PR #1666, opened 2025-03-18
respond to statesync requests with incompatible version

maxkozlovsky:
When statesync request with incompatible version is received, respond with minimum and maximum supported version instead of just dropping the message. This allows clients with higher version to be able to downgrade and complete statesync.

### DIFF
--- a/monad-executor-glue/src/lib.rs
+++ b/monad-executor-glue/src/lib.rs
@@ -583,6 +583,7 @@ impl<SCT: SignatureCollection, EPT: ExecutionProtocol> Debug for MempoolEvent<SC
 const STATESYNC_VERSION_V0: StateSyncVersion = StateSyncVersion { major: 1, minor: 0 };
 const STATESYNC_VERSION_V1: StateSyncVersion = StateSyncVersion { major: 1, minor: 1 };
 pub const SELF_STATESYNC_VERSION: StateSyncVersion = STATESYNC_VERSION_V1;
+pub const STATESYNC_VERSION_MIN: StateSyncVersion = STATESYNC_VERSION_V0;
 
 #[derive(Debug, Copy, Clone, PartialEq, Eq, PartialOrd, Ord, RlpEncodable, RlpDecodable)]
 pub struct StateSyncVersion {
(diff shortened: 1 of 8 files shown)


maxkozlovsky:
https://github.com/category-labs/category-internal/issues/1421

monad-executor-glue/src/lib.rs
```diff
@@ -603,15 +604,15 @@ impl StateSyncVersion {
     }
 
     pub fn is_compatible(&self) -> bool {
-        self.major == SELF_STATESYNC_VERSION.major
+        *self >= STATESYNC_VERSION_MIN && *self <= SELF_STATESYNC_VERSION
     }
 
     pub fn is_compatible_with(&self, with: &Self) -> bool {
```
mikety: nit: `is_compatible_with` should use the same compatibility comparison as  `is_compatible` , I think its a transitive relation, i.e. if `a.is_compatible` &&`!b.is_compatible` then `!a.is_compatible_with(b)`

monad-statesync/src/outbound_requests.rs
```diff
@@ -206,6 +206,11 @@ impl<PT: PubKey> OutboundRequests<PT> {
         None
     }
 
+    pub fn handle_bad_version(&mut self, from: NodeId<PT>, bad_version: StateSyncBadVersion) {
+        // Ignore bad version, this version is always supported
```
mikety, line 210: nit: please add a TODO: about how it will be handling the version incompatibility:
i.e.
if V2 > V1 :
sender V2 : receiver V1 -> bad version sender downgrade protocol and continues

## YOUR GOAL
Return the material in its entirety, word for word.

## OUTPUT FOR THIS EXERCISE
PR #1666, opened 2025-03-18
respond to statesync requests with incompatible version

maxkozlovsky:
When statesync request with incompatible version is received, respond with minimum and maximum supported version instead of just dropping the message. This allows clients with higher version to be able to downgrade and complete statesync.

### DIFF
--- a/monad-executor-glue/src/lib.rs
+++ b/monad-executor-glue/src/lib.rs
@@ -583,6 +583,7 @@ impl<SCT: SignatureCollection, EPT: ExecutionProtocol> Debug for MempoolEvent<SC
 const STATESYNC_VERSION_V0: StateSyncVersion = StateSyncVersion { major: 1, minor: 0 };
 const STATESYNC_VERSION_V1: StateSyncVersion = StateSyncVersion { major: 1, minor: 1 };
 pub const SELF_STATESYNC_VERSION: StateSyncVersion = STATESYNC_VERSION_V1;
+pub const STATESYNC_VERSION_MIN: StateSyncVersion = STATESYNC_VERSION_V0;
 
 #[derive(Debug, Copy, Clone, PartialEq, Eq, PartialOrd, Ord, RlpEncodable, RlpDecodable)]
 pub struct StateSyncVersion {
(diff shortened: 1 of 8 files shown)


maxkozlovsky:
https://github.com/category-labs/category-internal/issues/1421

monad-executor-glue/src/lib.rs
```diff
@@ -603,15 +604,15 @@ impl StateSyncVersion {
     }
 
     pub fn is_compatible(&self) -> bool {
-        self.major == SELF_STATESYNC_VERSION.major
+        *self >= STATESYNC_VERSION_MIN && *self <= SELF_STATESYNC_VERSION
     }
 
     pub fn is_compatible_with(&self, with: &Self) -> bool {
```
mikety: nit: `is_compatible_with` should use the same compatibility comparison as  `is_compatible` , I think its a transitive relation, i.e. if `a.is_compatible` &&`!b.is_compatible` then `!a.is_compatible_with(b)`

monad-statesync/src/outbound_requests.rs
```diff
@@ -206,6 +206,11 @@ impl<PT: PubKey> OutboundRequests<PT> {
         None
     }
 
+    pub fn handle_bad_version(&mut self, from: NodeId<PT>, bad_version: StateSyncBadVersion) {
+        // Ignore bad version, this version is always supported
```
mikety, line 210: nit: please add a TODO: about how it will be handling the version incompatibility:
i.e.
if V2 > V1 :
sender V2 : receiver V1 -> bad version sender downgrade protocol and continues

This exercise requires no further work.